■ **Work instructions**
Across the records below, report how many lines include the word "request", stating the number alone.

■ **Collected data**
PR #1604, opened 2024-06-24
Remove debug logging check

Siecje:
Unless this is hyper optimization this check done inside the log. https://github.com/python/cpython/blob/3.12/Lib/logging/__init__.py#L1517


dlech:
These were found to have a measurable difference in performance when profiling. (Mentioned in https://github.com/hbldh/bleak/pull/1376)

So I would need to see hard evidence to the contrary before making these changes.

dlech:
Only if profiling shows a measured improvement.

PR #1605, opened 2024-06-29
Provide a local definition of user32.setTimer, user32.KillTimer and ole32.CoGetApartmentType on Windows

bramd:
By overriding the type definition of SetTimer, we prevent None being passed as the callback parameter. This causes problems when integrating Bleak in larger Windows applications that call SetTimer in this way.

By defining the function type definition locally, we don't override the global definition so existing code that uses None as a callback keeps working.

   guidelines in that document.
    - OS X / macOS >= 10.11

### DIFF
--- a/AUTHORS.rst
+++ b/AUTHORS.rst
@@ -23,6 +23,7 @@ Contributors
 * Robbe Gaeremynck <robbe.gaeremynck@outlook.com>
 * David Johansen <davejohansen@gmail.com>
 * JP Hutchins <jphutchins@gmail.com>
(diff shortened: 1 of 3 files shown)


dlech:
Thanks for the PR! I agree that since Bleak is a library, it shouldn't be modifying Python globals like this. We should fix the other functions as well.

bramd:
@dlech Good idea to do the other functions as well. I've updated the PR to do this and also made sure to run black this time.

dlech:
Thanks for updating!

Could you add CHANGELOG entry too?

---

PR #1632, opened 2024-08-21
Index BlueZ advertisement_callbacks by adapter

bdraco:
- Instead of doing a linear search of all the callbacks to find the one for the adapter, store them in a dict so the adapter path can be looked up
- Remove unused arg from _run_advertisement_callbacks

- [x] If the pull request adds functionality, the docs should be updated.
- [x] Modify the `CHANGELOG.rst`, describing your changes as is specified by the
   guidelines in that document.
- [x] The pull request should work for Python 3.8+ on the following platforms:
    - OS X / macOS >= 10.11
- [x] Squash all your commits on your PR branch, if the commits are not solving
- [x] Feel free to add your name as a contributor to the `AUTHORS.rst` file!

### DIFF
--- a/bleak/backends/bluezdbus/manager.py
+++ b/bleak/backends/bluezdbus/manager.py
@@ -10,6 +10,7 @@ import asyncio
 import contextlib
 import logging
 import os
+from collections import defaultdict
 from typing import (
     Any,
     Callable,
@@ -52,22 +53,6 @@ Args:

■ **Result of the exercise**
2